Pero la historia no terminó con su muerte. La versión oficial fue que Joaquim murió de una enfermedad natural y Joana fue castigada por insubordinación. Sin embargo, los esclavos tenían sus propias redes de comunicación. A través de la “historia oral subalterna”, la verdadera historia fue preservada y transmitida, convirtiéndose en leyenda. Se cantaban cantigas codificadas en las senzalas:

“Joana subiu à casa grande com seu filho morto no braço. O senhor pensou que vencia, mas foi morto em seu barraco.”

(Joana subió a la casa grande / con su hijo muerto en brazos. / El señor pensó que vencía, / pero fue muerto en su lecho.)

La venganza de Joana pareció continuar desde la tumba. Tres meses después, Raimundo, el capataz, atormentado por visiones de Joana, se ahorcó. Seis meses después, Antônio Machado fue atacado y devorado por sus propios perros de caza.

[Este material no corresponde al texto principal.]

PR #2442, opened 2024-12-20
feat: auto complete plugin for variables in editor

nsrCodes:
file structure/organisation had to be opinionated as could not make this be driven from typescript interfaces. It is possible (_[example](https://github.com/val-town/codemirror-ts)_) but seemed like overkill for our usecase hence created a static list of details of the methods that are being added to `rq.` namespace in scripts 

Demo: 

https://github.com/user-attachments/assets/45f26ceb-4a0f-460e-afb9-73dedd5b90af


iostreamer-X (changes requested):
Hey @nsrCodes! Let's pause on this implementation for now.

Firstly, the code is good, but it's the fundamental behaviour that's of concern.
We didn't receive this requirement, rather we are the ones pushing for it, so there's no inherent rush to deliver.

Secondly, we are bringing ourselves at par with script editing experiences provided by other clients. And they have set the bar at full intellisense.
So we can't be delivering anything below that, as that might erode the trust on API client itself.

So, for now we will be pausing with this fuzzy search implementation and plan out for full intellisense.

wrongsahil:
> Hey @nsrCodes! Let's pause on this implementation for now.
> 
> Firstly, the code is good, but it's the fundamental behaviour that's of concern. We didn't receive this requirement, rather we are the ones pushing for it, so there's no inherent rush to deliver.
> 
> Secondly, we are bringing ourselves at par with script editing experiences provided by other clients. And they have set the bar at full intellisense. So we can't be delivering anything below that, as that might erode the trust on API client itself.
> 
> So, for now we will be pausing with this fuzzy search implementation and plan out for full intellisense.

We can keep the variables autocomplete though as it doesn't depend on intellisense

nafees87n (approved):

iostreamer-X (approved):

PR #2450, opened 2024-12-23
[ENGG-2546] Keyboard Shortcuts - UX improvement in API client

Aarushsr12:
- Use cmd+s to save & cmd+enter to hit the API request (on mac)
- Use ctrls+s to save & ctrl+enter to hit the API request (on windows/linux)
- Only Enter will be remove focus from input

Lourenço Pinto desarrolló una terrible infección genital que lo mató en agonía. Y Dona Margarida, la viuda de Joaquim, enloquecida por pesadillas de una esclava y un bebé muerto, vendió el Engenho Santa Rita y regresó a Portugal, donde murió en un convento, repitiendo: “La negra me sigue”.

El ingenio cayó en la ruina. Hoy, los lugareños evitan sus restos cubiertos de musgo, diciendo que aún se oye el llanto de un bebé.

El cuerpo de Joana fue arrojado a una fosa común, pero los esclavos marcaron el lugar con una piedra. Se convirtió en un punto secreto de peregrinación para mujeres embarazadas que buscaban coraje. En 2003, arqueólogos de la Universidad Federal de Bahía, guiados por relatos orales, excavaron el área. Encontraron los restos de una mujer joven, de unos 19 años, con marcas de un parto reciente y heridas consistentes con una automutilación abdominal. En 2007, se erigió un pequeño monumento en el lugar.

La historia de Joana, terrible y perturbadora, nos obliga a confrontar la crueldad de la esclavitud y las respuestas desesperadas que genera. No es una glorificación de la violencia, sino el reconocimiento de la humanidad completa y la agencia de una persona a la que el sistema intentó reducir a un objeto.

Al transformar el símbolo de su opresión reproductiva en un arma de liberación, Joana afirmó su humanidad. Murió a los 19 años, pero su historia, recuperada del silencio, inspira obras de teatro como “Placenta de Liberdade” y resuena en el debate actual sobre justicia y memoria. Joana perdió a su hijo, pero ganó su venganza. Murió torturada, pero su historia vive, un testimonio necesario de que, incluso en las circunstancias más imposibles, la resistencia encuentra un camino.